YOUR INSTRUCTIONS.
Exactly as they stand, set down all of the records again.

MATERIALS PROVIDED.

PR #559, opened 2020-04-07
custom_range threshold in RGB

### LINKED ISSUE #556: custom_threshold rgb implementation/documentation
**Describe the bug**
The implementation / documentation for custom_threshold is very confusing.

The channel is 'RGB' but actually you have to provide 'BGR'.  I'm inclined to change the implementation to RGB for consistency with the rest of the user facing functions but that would break existing code.  Alternatively we could change the documentation to 'BGR' and highlight the order of the channels explicitly.

@HaleySchuhl @nfahlgren  what do you think?

dschneiderch:
**Describe your changes**
Changed the method to interpret input in RGB mode as R, G, B instead of B,G,R as discussed in #556 

**Type of update**
Is this a:
* Bug fix

**Associated issues**
closes #556 

**Additional context**
**this is a breaking change but will be better in the long run in terms of consistency.** the documentation did not need changing because it implied R,G,B and the examples used the same threshold value for R and B channels.
Tests did not need updating because the thresholds are the same across the channels.


dschneiderch:
sorry, these pull requests got all screwed up. i should have branched both off master instead of off one another.
#560 I thought the example script at the bottom was redundant to the one above it. I couldn't figure out the difference so I removed it siince it confused me.

nfahlgren:
I think until we can check we want to assume the input image is an OpenCV image in BGR order. But the RGB upper/lower thresholds should be in RGB order and we apply the right order on the backend. That would mean we would leave the image subsetting section the same and change the inRange lines instead:

```python
# Separate channels (pcv.readimage reads RGB images in as BGR)
blue = img[:, :, 0]
green = img[:, :, 1]
red = img[:, :, 2]

# Make a mask for each channel
r_mask = cv2.inRange(red, lower_thresh[0], upper_thresh[0])
g_mask = cv2.inRange(green, lower_thresh[1], upper_thresh[1])
b_mask = cv2.inRange(blue, lower_thresh[2], upper_thresh[2])
```

dschneiderch:
@nfahlgren  good catch. same result but my way was unnecessarily confusing.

ANSWER FOR THE TASK.
PR #559, opened 2020-04-07
custom_range threshold in RGB

### LINKED ISSUE #556: custom_threshold rgb implementation/documentation
**Describe the bug**
The implementation / documentation for custom_threshold is very confusing.

The channel is 'RGB' but actually you have to provide 'BGR'.  I'm inclined to change the implementation to RGB for consistency with the rest of the user facing functions but that would break existing code.  Alternatively we could change the documentation to 'BGR' and highlight the order of the channels explicitly.

@HaleySchuhl @nfahlgren  what do you think?

dschneiderch:
**Describe your changes**
Changed the method to interpret input in RGB mode as R, G, B instead of B,G,R as discussed in #556 

**Type of update**
Is this a:
* Bug fix

**Associated issues**
closes #556 

**Additional context**
**this is a breaking change but will be better in the long run in terms of consistency.** the documentation did not need changing because it implied R,G,B and the examples used the same threshold value for R and B channels.
Tests did not need updating because the thresholds are the same across the channels.


dschneiderch:
sorry, these pull requests got all screwed up. i should have branched both off master instead of off one another.
#560 I thought the example script at the bottom was redundant to the one above it. I couldn't figure out the difference so I removed it siince it confused me.

nfahlgren:
I think until we can check we want to assume the input image is an OpenCV image in BGR order. But the RGB upper/lower thresholds should be in RGB order and we apply the right order on the backend. That would mean we would leave the image subsetting section the same and change the inRange lines instead:

```python
# Separate channels (pcv.readimage reads RGB images in as BGR)
blue = img[:, :, 0]
green = img[:, :, 1]
red = img[:, :, 2]

# Make a mask for each channel
r_mask = cv2.inRange(red, lower_thresh[0], upper_thresh[0])
g_mask = cv2.inRange(green, lower_thresh[1], upper_thresh[1])
b_mask = cv2.inRange(blue, lower_thresh[2], upper_thresh[2])
```

dschneiderch:
@nfahlgren  good catch. same result but my way was unnecessarily confusing.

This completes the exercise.